Nun habe ich in ISPConfig 2 entdeckt, dass man für die Webs auch WebDAV aktivieren kann. Ist hier evtl. auch etwas im Zusammenhang mit SVN möglich?
Welche SVN-Zugriffsvariante wird bei ISPConfig 2 empfohlen?
Schönen Dank für Eure Tipps.


----------



## Till (31. Mai 2009)

An sich kannst Du alles mögliche mit ISPConfig und webdav machen was Du willst, da Du ja beliebige Direktiven für den vhost im apache direktiven Feld der Webseite angebven kannst.


----------



## AndréS (17. Juni 2009)

Hallo,

ich habe mir auch gestern Abend SVN installiert. Per apt-get install subversion.

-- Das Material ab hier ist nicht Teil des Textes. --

PR #163, opened 2015-07-30
Introduce Slotty stuff

addshore:
Just an idea now to discuss

### DIFF
--- a/src/Serializers/SlottySerializer.php
+++ b/src/Serializers/SlottySerializer.php
@@ -1,0 +1,40 @@
+<?php
+
+namespace Wikibase\DataModel\Serializers;
+
+use Serializers\DispatchableSerializer;
+use Serializers\Exceptions\SerializationException;
+use Wikibase\DataModel\Slotty;
+
+/**
+ * Package private
+ *
+ * @licence GNU GPL v2+
+ * @author Adam Shorland
+ * @since 1.9.0
+ */
+class SlottySerializer implements DispatchableSerializer {
+
+	/**
+	 * @since 3.0
+	 *
+	 * @param mixed $object
+	 *
+	 * @return boolean
+	 */
+	public function isSerializerFor( $object ) {
+		return $object instanceof Slotty;
+	}
+
+	/**
+	 * @since 1.0
+	 *
+	 * @param Slotty $object
+	 *
+	 * @return array|int|string|bool|float A possibly nested structure consisting of only arrays and scalar values
+	 * @throws SerializationException
+	 */
+	public function serialize( $object ) {
+		return $object->getSlots();
+	}
+}
--- a/src/Slotty.php
+++ b/src/Slotty.php
@@ -1,0 +1,21 @@
+<?php
+
+namespace Wikibase\DataModel;
+
+/**
+ * @licence GNU GPL v2+
+ * @author Adam Shorland
+ * @since 1.9.0
+ */
+interface Slotty {
+
+	/**
+	 * @return array
+	 *     Keys: The name of the slot.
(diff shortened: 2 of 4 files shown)


src/Slotty.php
```diff
@@ -0,0 +1,21 @@
...
+ * @since 1.9.0
+ */
+interface Slotty {
+
+	/**
+	 * @return array
+	 *     Keys: The name of the slot.
+	 *     Values: The value of the slot.
+	 *         array[]|int[]|string[]|bool[]|float[]
+	 *         A possibly nested structure consisting of only arrays and scalar values
```
Benestar: I thought those would be DataValue objects?

src/Serializers/SlottySerializer.php
```diff
@@ -0,0 +1,40 @@
...
+use Serializers\DispatchableSerializer;
+use Serializers\Exceptions\SerializationException;
+use Wikibase\DataModel\Slotty;
+
+/**
+ * Package private
+ *
+ * @licence GNU GPL v2+
+ * @author Adam Shorland
+ * @since 1.9.0
```
JeroenDeDauw: wow, 3 different since tags. I guess this supports our mission of diversity!

src/Slotty.php
addshore: Well, I guess they could be, but I see no reason they couldn't just be strings.
If we had them as DataValues and then pushed to use this in the API for urls of sitelinks and datatypes or snaks etc that would require a breaking change in the API or more hacks.

src/Serializers/SlottySerializer.php
```diff
@@ -0,0 +1,40 @@
...
+ */
+class SlottySerializer implements DispatchableSerializer {
```
Benestar: I wonder why we need a serializer for this if the object's "slots" are just returned as they exist. If serialization of slots should be that simple, just get rid of that serializer and use `$object->getSlots()` directly.

Benestar:
This way we need to introduce a subclass of `SiteLink` called sth like `SlottySiteLink` that implements the interface and a thing for snaks as well, also for terms. These objects should then become part of this serialization component.

src/Serializers/SlottySerializer.php
```diff
@@ -0,0 +1,40 @@
...
+	/**
+	 * @since 1.0
+	 *
+	 * @param Slotty $object
+	 *
+	 * @return array|int|string|bool|float A possibly nested structure consisting of only arrays and scalar values
+	 * @throws SerializationException
+	 */
+	public function serialize( $object ) {
+		return $object->getSlots();
```
thiemowmde: I do have two major problems with this proposal:

1. The name is [killing me](http://dict.leo.org/?search=slutty).
2. What's the point of having support for "slots" that can contain nothing but scalar values? What this basically means is: All code working with these "slots" must do it's own (de)serialization to make sure getSlots only returns values that are already in the correct intermediate array format for the JSON and XML serialization. The knowledge about how to (de)serialize a specific "slot" will be spread across different components. If you do this the other way around and have one or many actual "SlotSerializers" that know how to (de)serialize all supported "slots", what's the difference and advantage compared to an actual change to the DataModel and (de)serializers then?

TL;DR: The effect of this proposal is that (de)serializer code will not be in a (de)serializer component any more, but copy-pasted all over the code base where one of the fields must be (de)serialized.

JeroenDeDauw: I have similar concerns already written down on another PR that was doing the same or something very similar. Can't find it now though

JeroenDeDauw:
Assuming this can be closed. Reopen if not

Nun ist die Frage die ich habe, reicht es wenn ich die direktiven eingebe? Ich dachte ich müsste das alles noch konfigurieren.

Vielen Dank

AndréS


----------



## Till (17. Juni 2009)

Dann probier es doch einfach aus und wenns nicht geht dann scahu in die Logfiles um zu sehen welche Fehlermeldungen Du bekommst.


----------